If I had the unenviable task of identifying what Charm City, USA, tastes like, what would I say? That it is defined by Maryland seafood seasoning—the spice blend that shows up in (or on) virtually everything but dessert in Baltimore? That it tastes of the impressive harvest of the Chesapeake Bay? That it is all about the sweet-and-sour flavors that the city's German immigrants tossed into the stew pot to produce dishes like sour beef (Baltimorese for sauerbraten) and sauerkraut? Or that it tastes of the North as well as the South? Baltimore is, after all, equidistant from Virginia and Pennsylvania, and you'll find fried chicken alongside scrapple on menus all over town—as well as pit beef, a specialty that unites both sides of the Mason-Dixon.

Nancy Longo, chef-owner at Pierpoint Restaurant & Bar in the harborfront neighborhood of Fell's Point, has been concerned with these kinds of questions about the city's culinary identity for the better part of her food-obsessed life. This lovably tough Baltimore native (picture Tatum O'Neal in Paper Moon , all grown up) has fashioned a menu that ranges from Maryland to the Mediterranean to Asia, with fabulous-tasting updates of typical Baltimore dishes—like crab cakes made with unorthodox smoked crabmeat, and sublime crisp-fried oysters stacked atop fried red tomatoes and sprinkled with kernels of grilled Silver Queen corn.

We marvel at how little the food has changed since the 1940s and '50s

One sunny Sunday, Longo and I sit in her restaurant leafing through vintage Baltimore menus. Looking at those from a trio of the city's greats, we marvel at how little the food has changed since the 1940s and '50s—except, of course, for the prices: There's Maison Marconi, an elegant Baltimore institution that calls to mind Galatoire's in New Orleans, where you can still order the chicken a la king, sole florentine, and lobster cardinale (diced lobster in a mushroom-sherry cream sauce, served in the shell) that are listed on the 1947 menu—classy dishes that disclose rich sauces and gentle seasonings and leave you yearning for a manhattan and some sparkling conversation.

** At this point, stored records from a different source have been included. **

PR #119, opened 2026-04-24
ruff benchmarks/

alecco:


tridao:
can you add it to https://github.com/Dao-AILab/quack/blob/main/.pre-commit-config.yaml

tridao (approved):

PR #240, opened 2019-11-19
Implement API for signing individual transaction

vgrichina:


vgrichina:
@kcole16 not really done yet, but I plan to merge to avoid diverging from master too much (existing apps won't call `/sign` route for now)

kcole16:
@vgrichina Makes sense. What should I review in this PR for now?

vgrichina:
> @vgrichina Makes sense. What should I review in this PR for now?

that's more like just FYI at this point

something to pay attention to though is that I had to hide some stuff we had in design, e.g. contract name in multiple places. It didn't match the model of multiple transactions (to different contracts) per single flow.

PR #251, opened 2019-11-25
Setup Seed Phrase changes

marcinbodnar:


marcinbodnar:
it would be good to have some kind of confirmation after `COPY PHRASE` click

kcole16:
> it would be good to have some kind of confirmation after `COPY PHRASE` click

Agreed. It's difficult to tell if the copy succeeded. Do we have a tooltip element we can reuse? Can say "Copied to clipboard". [Example](https://drive.google.com/file/d/18DFVHOuLJXnX1Uw054XVPPPB6fV5m-FL/view?usp=sharing)

kcole16:
@marcinbodnar It looks like the "Copy" button is copying the numbers of the words.

This is what gets copied to my clipboard:
```eye 2want 3rival 4tell 5regular 6fog 7affair 8sample 9vanish 10absurd 11weekend 12okay```

kcole16:
Getting an error after submitting the "Verify" step with the correct word.

```Error: [-32000] Server error: Wrong response for transaction status query```

marcinbodnar:
@kcole16 we have something like this (when you hover lock icon):
https://wallet.nearprotocol.com/profile
but it's more like additional info.

vgrichina:
@kcole16 why are we including Copy to Clipboard button? It increases security risk for our users https://github.com/nearprotocol/near-wallet/issues/218#issuecomment-555133097

vgrichina:
@marcinbodnar looks like something wrong with "Start over" text. Seems like it's getting cut off

Screen Shot 2019-11-26 at 12 56 47 PM

vgrichina:
@kcole16 this screen currently flashes for a second or so. I think if we want users to read the text it should be explicit "Continue" instead. Alternatively text can be merged into verify screen and user redirected immediately after verification.

I think generally we should never use "delay a little bit and then redirect" pattern (there are some other cases for now). It adds delays into flow without providing benefit to anyone but fastest readers (i.e. people most likely to be annoyed by these delays in the first place). 

Screen Shot 2019-11-26 at 1 01 40 PM

bowenwang1996:
@vgrichina also "undefined is now authorized to use your account" seems to be a bug

vgrichina:
> @vgrichina also "undefined is now authorized to use your account" seems to be a bug

yes, but it's not clear whether this message will even exist as is after other changes

kcole16:
@vgrichina The "Copy" button is pretty crucial on mobile, though I'm open to removing it on desktop.

vgrichina:
> The "Copy" button is pretty crucial on mobile, though I'm open to removing it on desktop.

Why is it crucial? We shouldn't encourage people to copy the phrase digitally, very few people know how to store stuff securely in a digital form.

kcole16:
> > @vgrichina also "undefined is now authorized to use your account" seems to be a bug
> 
> yes, but it's not clear whether this message will even exist as is after other changes

Is this part of a larger error message refactoring, or can we change this individual message to ```Seed phrase recovery setup is complete```?

vgrichina:
@kcole16 it totally should be possible to change the specific message. I'm just not sure the bubble should even be part of this flow.

kcole16:
> > The "Copy" button is pretty crucial on mobile, though I'm open to removing it on desktop.
> 
> Why is it crucial? We shouldn't encourage people to copy the phrase digitally, very few people know how to store stuff securely in a digital form.

@vgrichina The copy button is ubiquitous on mobile wallets at this point (less so on the security-conscious desktop wallets), and there are reasonable ways to store the seed by digitally copying it (password manager, for example).

kcole16:
>  it totally should be possible to change the specific message. I'm just not sure the bubble should even be part of this flow.

@vgrichina I completely agree re: removing the "Success" screen. I do think the bubble is useful given an error can occur after the user finishes verification (encountered this yesterday when testnet was down).

@marcinbodnar Let's remove the "Success" screen (below) after the verification step, and change the green banner text to ```Seed phrase recovery setup is complete```.

Screen Shot 2019-11-26 at 1 01 40 PM

vgrichina:
@kcole16 
> @vgrichina I completely agree re: removing the "Success" screen. I do think the bubble is useful given an error can occur after the user finishes verification (encountered this yesterday when testnet was down).

When error occurs we probably don't want to redirect user to dashboard and need to display error. I meant the success case. Anyway, removing extra screen makes sense, and message would make more sense when displayed on dashboard screen.

marcinbodnar:
>When error occurs we probably don't want to redirect user to dashboard and need to display error. I meant the success case. Anyway, removing extra screen makes sense, and message would make more sense when displayed on dashboard screen.
@kcole16 @vgrichina it's not redirecting if error occurs I think, it stays on Verify page and show error

marcinbodnar:
@kcole16 @vgrichina sure, so it will work like before: it will show Global Alert (on Verify page) and then wait for 1,5s for redirection.
I think Vlad is right here:
> I think generally we should never use "delay a little bit and then redirect" pattern

and a better idea is to stay with Success page, add button for redirection and hide Global Alert. We have similar solution on Send Money Success page.

vgrichina:
@marcinbodnar 
> and a better idea is to stay with Success page, add button for redirection and hide Global Alert. We have similar solution on Send Money Success page.

I prefer the solution with less steps (i.e. just redirect to dashboard without "Success" page before that).

vgrichina:
@marcinbodnar merged this PR already as there are no critical issues, but please fix remaining stuff in separate PR

PR #253, opened 2019-11-27
Update nomination so that wallet correctly displays account balance

janedegtiareva:
this is due to the fact that nearcore now keeps account balance in units of
yoctonear

### DIFF
--- a/src/components/common/Balance.test.js
+++ b/src/components/common/Balance.test.js
@@ -13,8 +13,7 @@ describe('<Balance.js>', ()=>{
 
     it('balance should return properly for non 0 for 0.0987',()=>{
         let wrapper = shallow(<Balance amount={contextNull} />)
-        expect(wrapper.contains("<0.00001")).toEqual(true)
-                        
+        expect(wrapper.contains("<0.00001")).toEqual(true);                  
     })
 
     it('balance should return properly for small number',()=>{
--- a/src/components/common/Balance.test.js
+++ b/src/components/common/Balance.test.js
@@ -14,6 +14,7 @@ describe('<Balance.js>', ()=>{
     it('balance should return properly for non 0 for 0.0987',()=>{
         let wrapper = shallow(<Balance amount={contextNull} />)
         expect(wrapper.contains("<0.00001")).toEqual(true)
+                        
     })
 
     it('balance should return properly for small number',()=>{
@@ -23,6 +24,6 @@ describe('<Balance.js>', ()=>{
 
     it('balance should return properly',()=>{
         let wrapper = shallow(<Balance amount={contextBig} />)
-        expect(wrapper.contains("1,234.56700")).toEqual(true);
+        expect(wrapper.contains("1,234.567")).toEqual(true);
     })
 })
--- a/src/components/send-money/SendMoneyAmountInput.js
+++ b/src/components/send-money/SendMoneyAmountInput.js
@@ -5,7 +5,7 @@ import { Segment, Form } from 'semantic-ui-react'
 
 import styled from 'styled-components'
 
-import Balance, { NOMINATION, formatNEAR } from '../common/Balance'
+import { utils } from 'nearlib';
 
 const CustomDiv = styled(`div`)`
    &&&&& {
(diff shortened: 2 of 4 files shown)


kcole16:
@janedegtiareva Should we update this to use the nearlib function? (Once that [PR](https://github.com/nearprotocol/nearlib/pull/126) is merged)

src/components/send-money/SendMoneyAmountInput.js
```diff
@@ -80,10 +81,9 @@ class SendMoneyAmountInput extends Component {
       }
       let amountAttoNear = ''
       if (value !== '') {
-         let input = new Big(value).times(new Big(10).pow(NOMINATION))
-         amountAttoNear = input.toFixed()
+         amountAttoNear = utils.format.parseNearAmount(value);
```
vgrichina: Let's replace all mentions of AttoNear to avoid confusion.

src/components/send-money/SendMoneyAmountInput.js
```diff
@@ -80,10 +81,9 @@ class SendMoneyAmountInput extends Component {
...
          let balance = new Big(this.props.amount)
-         if (balance.sub(input).s < 0) {
+         if (balance.sub(new Big(amountAttoNear)).s < 0) {
```
vgrichina: if this is the only remaining use of `Big`, I think we can avoid it by using `BN` to do the same math (will reduce JS bundle size).

src/components/common/Balance.test.js
```diff
@@ -14,6 +14,7 @@ describe('<Balance.js>', ()=>{
     it('balance should return properly for non 0 for 0.0987',()=>{
         let wrapper = shallow(<Balance amount={contextNull} />)
         expect(wrapper.contains("<0.00001")).toEqual(true)
+
```
vgrichina: nit: not clear why empty line added here

vgrichina:
Looks good overall, but I assume we wait with merge for now (before nearcore is updated)?

src/components/send-money/SendMoneyAmountInput.js
janedegtiareva: done

src/components/send-money/SendMoneyAmountInput.js
janedegtiareva: I agree, it's a good follow up item. Would prefer to postpone to after this change ships to not block core.

janedegtiareva:
> Looks good overall, but I assume we wait with merge for now (before nearcore is updated)?

It can be merged right now - the current version of nearlib has constants for attoNear. When we ship core change, we just need to update the constant in nearlib and bump the nearlib version.

src/components/common/Balance.test.js
janedegtiareva: done

vgrichina:
Screen Shot 2019-12-09 at 2 01 18 PM

@janedegtiareva @kcole16 found interesting bug: after I send `0.1` NEAR once, next time I try to send `10` NEAR – I have `0.1` stuck. Same goes for follow up screen and I think the amount actually sent as well. Also I feel like we should remove that second number altogether, not sure why it's displayed.

Note, that I haven't tested yet if it's a regression from production wallet.

src/components/send-money/SendMoneyAmountInput.js
vgrichina: Small stuff like that tends to not get fixed for long time if not addressed immediately on the spot.
I've created PR https://github.com/nearprotocol/near-wallet/pull/275

janedegtiareva:
> Screen Shot 2019-12-09 at 2 01 18 PM
> 
> @janedegtiareva @kcole16 found interesting bug: after I send `0.1` NEAR once, next time I try to send `10` NEAR – I have `0.1` stuck. Same goes for follow up screen and I think the amount actually sent as well. Also I feel like we should remove that second number altogether, not sure why it's displayed.
> 
> Note, that I haven't tested yet if it's a regression from production wallet.
> 
> UPD: Looks like it doesn't happen on production. So this shouldn't be merged for now.

I can't repro the bug! How do you navigate to the send page again? I go through "Go to dashboard -> send money", and I see 0 as the amount to send.

ilblackdragon:
Repros for me.
Also:
 - after sending money first time "Send Money" button doesn't work - you can only go to dashboard.
 - at registration I'm getting 10.1 NEAR ??? 
 - after sending 0.1, I get now balance `9.900000999999996562` shown which is super unclear. Especially given I had 10.1 before --- where is ~0.1 more?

There's Haussner's, maybe the most flamboyantly decorated restaurant in the history of the world. (I'm not joking: More than 500 paintings and dozens of sculptures adorn its interior. It's an acid-trip version of the Metropolitan Museum.) On its yellowed 1952 menu is the same Smithfield ham and crab "saute" (actually broiled) that is pleasing diners today. And there's the Woman's Industrial Exchange tearoom, whose delicate offerings for the ladies-who-lunch set have barely changed a lick in 45 years—chicken salad and tomato aspic are standards—and a staff that hasn't changed much, either.

"You think you can leave this place," Aunt Eadie tells me, "but you can't, no matter how hard you try. I've tried before. But I keep on coming back." My aunt and I are scrambling for seats at that mother of all Baltimore food traditions: a backyard crab feast, held during the peak crab season of deep summer. The cast of characters at our event—25 in all—has altered somewhat from those in the snapshots in Aunt Eadie's battered family-photo album, but the food is identical: There's corn on the cob, corn pudding, coleslaw, crab soup, cucumber salad, sliced tomatoes, and, of course, great, freshly steamed stacks of crabs that we bought live earlier from one of the roadside vendors that stud Baltimore's landscape, especially in summer. There's loud conversation and even louder boasts about the prodigious number of crustaceans Uncle Pete consumed in one Roman-style crab orgy back in '55. Here at this meal, old ghosts dance around every picnic table and memories are always guests of honor.

Deep in the throes of the feast, I turn to my aunt. She is teaching an old friend, a steamed-crab virgin down from New York, her crab-eating protocol: "Nooooo, Darrell, don't do it like that—don't crush!" she scolds. He blushes. I smile. The spices burn my lips like someone's set flame to them. But no matter: I stuff my face as if I'd been fasting for days. In just a few weeks, crab season will be over. In the meantime, I have Baltimore coursing through my veins.